PR #1861, opened 2025-05-22
fix: synchronously execute renderAndWaitForResponse

tylerslaton:
Previously, it was impossible to execute multiple human-in-the-loop (renderAndWaitForResponse) calls in a row. Ultimately this was due to an issue with how CopilotKit was rendering the updates when multiple renderAndWaitForResponse actions appeared on screen due to a reference based approach.

With this change, actions will be executed in a synchronous way appearing almost queue like. This works with any combination of action given much more freedom when asking for user input.

## Checklist

### DIFF
--- a/CopilotKit/packages/react-core/src/hooks/use-copilot-action.ts
+++ b/CopilotKit/packages/react-core/src/hooks/use-copilot-action.ts
@@ -159,10 +159,13 @@ export function useCopilotAction<const T extends Parameter[] | [] = []>(
   const { setAction, removeAction, actions, chatComponentsCache } = useCopilotContext();
   const idRef = useRef<string>(randomId());
   const renderAndWaitRef = useRef<RenderAndWaitForResponse | null>(null);
+  const activatingMessageIdRef = useRef<string | null>(null);
   const { addToast } = useToast();
 
   // clone the action to avoid mutating the original object
   action = { ...action };
+
+  // const { currentlyActivatingHitlActionMessageIdRef } = useCopilotContext() as any; // <-- REMOVE THIS FOR NOW
 
   // If the developer provides a renderAndWaitForResponse function, we transform the action
   // to use a promise internally, so that we can treat it like a normal action.
@@ -172,12 +175,21 @@ export function useCopilotAction<const T extends Parameter[] | [] = []>(
     // check if renderAndWaitForResponse is set
     (action.renderAndWait || action.renderAndWaitForResponse)
   ) {
+    (action as any)._isRenderAndWait = true; // Internal flag to identify this action type later
     const renderAndWait = action.renderAndWait || action.renderAndWaitForResponse;
     // remove the renderAndWait function from the action
     action.renderAndWait = undefined;
     action.renderAndWaitForResponse = undefined;
+
+    // Add a method for use-chat.ts to set the activating message ID.
+    // This helps correlate the action instance with the message being processed by use-chat.
+    (action as any)._setActivatingMessageId = (id: string | null) => {
+      activatingMessageIdRef.current = id;
+    };
+
     // add a handler that will be called when the action is executed
     action.handler = useAsyncCallback(async () => {
+      const currentActivatingId = activatingMessageIdRef.current;
       // we create a new promise when the handler is called
       let resolve: (result: any) => void;
       let reject: (error: any) => void;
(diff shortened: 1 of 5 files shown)


examples/e2e/tests/multi-action.spec.ts
```diff
@@ -0,0 +1,124 @@
...
+          await page.goto(`${config.url}/multi${variant.queryParams}`);
+          await page.getByRole('button', { name: 'Multiple of the same action' }).click();
+          // It's better to locate by more specific selectors if possible,
+          // but using .first() for "Continue" implies sequence is important.
+          await page.getByRole('button', { name: 'Continue' }).first().click();
+          await page.waitForTimeout(INTERACTION_DELAY); // Consider replacing with waitForResponse or specific UI change
+          await page.getByRole('button', { name: 'Continue' }).first().click();
+          await page.waitForTimeout(INTERACTION_DELAY);
+          await page.getByRole('button', { name: 'Continue' }).first().click();
+          // Asserting on body might be too broad; prefer specific message containers
```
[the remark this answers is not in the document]
ranst91: Let's ignore the suggestion to not target valid HTML features and instead look for synthetic attributes.
Targeting by role is a "free accessibility test". If we have the chance to do it, let's do it.

YassineRjl:
+1, spent hours rebuild my code to account for rerendering. Hope this gets merged soon.

suhasdeshpande:
> +1, spent hours rebuild my code to account for rerendering. Hope this gets merged soon.

Sorry to hear that. We have a [alpha release](https://github.com/CopilotKit/CopilotKit/actions/runs/15196358244/job/42741310727#step:7:31) of this change if you would like to give it a try 

```
npm i @copilotkit/react-ui@0.0.0-tyler-fix-multiple-hitl-calls-20250522204017
```

YassineRjl:
> > +1, spent hours rebuild my code to account for rerendering. Hope this gets merged soon.
> 
> Sorry to hear that. We have a [alpha release](https://github.com/CopilotKit/CopilotKit/actions/runs/15196358244/job/42741310727#step:7:31) of this change if you would like to give it a try
> 
> ```
> npm i @copilotkit/react-ui@0.0.0-tyler-fix-multiple-hitl-calls-20250522204017
> ```

Massive help, thanks a lot. Now the component doesn't unmount and remount when the chat's isLoading goes from true to false as well, not sure if the fix was intended for this behavior too but it fixed it as well which is nice. 
Dealing with this before this update was a nightmare honestly. thank you guys. Looking forward to getting this merged in the next release. for now we will pin our production version to this alpha release. 
Beautiful day.

Edit @suhasdeshpande @tylerslaton :

I retract what i said previously. The PR does solve the tools being umounted and remounted, but not completely, there is 1 last update when the chat goes from isLoading (true) to isLoading(false) and sometimes even randomly before that, the component gets umounted and remounted. I solved it by setting a key hashed from the arguments, hacky solution that works for now:



```ts

const getOrCreateStableKey = (
  componentName: string,
  args: any,
  status?: string
) => {
  if (status === "inProgress") {
    return undefined;
  }

  try {
    // Create a unique identifier for this component instance
    const argsString = JSON.stringify(args, Object.keys(args).sort());
    const hash = stringToHash(argsString);
    const componentId = `${componentName}-${hash}`;

    // If we already have a key for this component, reuse it
    if (componentKeysRef.has(componentId)) {
      return componentKeysRef.get(componentId);
    }

    // Generate new stable key and store it
    const newKey = `${componentName}-${Date.now()}-${Math.random()
      .toString(36)
      .substring(2, 8)}`;
    componentKeysRef.set(componentId, newKey);

    // Clean up old keys periodically to prevent memory leaks
    if (componentKeysRef.size > 200) {
      const keysToDelete = Array.from(componentKeysRef.keys()).slice(0, 50);
      keysToDelete.forEach((key) => componentKeysRef.delete(key));
    }

    return newKey;
  } catch (error) {
    console.error("Error generating stable key:", error);
    // Fallback to a simple key if there's any error
    return `${componentName}-fallback-${Date.now()}-${Math.random()
      .toString(36)
      .substring(2, 8)}`;
  }
};

useCopilotAction({
    name: "full_ebook_writer",
    available: "disabled",
    description:
      "Writes a complete structured ebook",
    parameters: [
     // truncated for brevity
    ],
    renderAndWaitForResponse: (props) => {
      return (
        <FullEbooksWriter
          key={getOrCreateStableKey(
            "full_ebook_writer",
            props.args,
            props.status
          )}
          args={props.args}
          state={state}
          status={props.status}
          result={props.result}
          isLoading={isLoading}
          saveModelFeedbackResolve={props.respond}
        />
      );
    },
  });
  ```

File: CopilotKit/packages/react-core/src/hooks/use-copilot-action.ts [hunk 2]
```diff
@@ -159,11 +159,14 @@ export function useCopilotAction<const T extends Parameter[] | [] = []>(
   const { setAction, removeAction, actions, chatComponentsCache } = useCopilotContext();
   const idRef = useRef<string>(randomId());
   const renderAndWaitRef = useRef<RenderAndWaitForResponse | null>(null);
+  const activatingMessageIdRef = useRef<string | null>(null);
   const { addToast } = useToast();
 
   // clone the action to avoid mutating the original object
   action = { ...action };
 
+  // const { currentlyActivatingHitlActionMessageIdRef } = useCopilotContext() as any; // <-- REMOVE THIS FOR NOW
```
suhasdeshpande, line 168: can we remove it completely and not have commented code?

CopilotKit/packages/react-core/src/hooks/use-copilot-action.ts
```diff
@@ -172,39 +175,77 @@ export function useCopilotAction<const T extends Parameter[] | [] = []>(
     // check if renderAndWaitForResponse is set
     (action.renderAndWait || action.renderAndWaitForResponse)
   ) {
+    (action as any)._isRenderAndWait = true; // Internal flag to identify this action type later
```
suhasdeshpande, line 178: `as any` seems bit dangerous. Do we need any checks before we assign the internal flag so we don't have weird side-effects later?

PR #1913, opened 2025-06-02
Cpk 2443 travel demo

orca-copilotkit:
## What does this PR do?

This PR addresses the demo ticket #2443. This allows the addition of checkboxes and updated dropdown UI


tylerslaton:
Hey @orca-copilotkit I gave this a test. Some initial feedback.

1. If I select a collection of items, I notice that those selections are not respected by the LLM. For example, if I select a subset of suggestions then it will still add all of them.
2. When the agent is editing a trip, we should only include the delta of suggestions to include. I.E if I have a trip with 3 places already selected, then the suggestion from the agent should only include what is new.

PR #2031, opened 2025-06-20
fix: use active interrupt from thread instead of saving to global state

ranst91:
See https://github.com/CopilotKit/CopilotKit/pull/2026 for discussions & final resolution


the-waste-land:
@ranst91  Could you please release a version to fix this issue? Thank you!

ranst91:
@the-waste-land There would probably be a release today.
Meanwhile, you can already use the latest release candidate, which includes the fix:
`1.9.2-next.8`

PR #2089, opened 2025-07-02
fix(runtime): address issue with agent discovery being too langgraph …

tylerslaton:
## What does this PR do?
Fixing an issue that broke agent discovery for non-langgraph ag-ui agents.

## Checklist


CopilotKit/packages/runtime/src/lib/runtime/copilot-runtime.ts
```diff
@@ -975,46 +975,57 @@ please use an LLM adapter instead.`,
...
     }
     let state: any = {};
-    try {
-      state = (await client.threads.getState(threadId)).values as any;
-    } catch (error) {
-      // All errors from agent state loading are user configuration issues
-      const errorMessage = error instanceof Error ? error.message : String(error);
+    if (client) {
+      try {
+        state = (await client.threads.getState(threadId)).values as any;
```
ranst91, line 985: why do we need to fetch the state? can't we go for a full ignore solution?

Instead let's just return an empty state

------------------------------------------------------------------------

WHAT YOU WILL DO: Each line above that holds the string "demo" should be copied and shown.

EXERCISE RESULT:
Cpk 2443 travel demo
This PR addresses the demo ticket #2443. This allows the addition of checkboxes and updated dropdown UI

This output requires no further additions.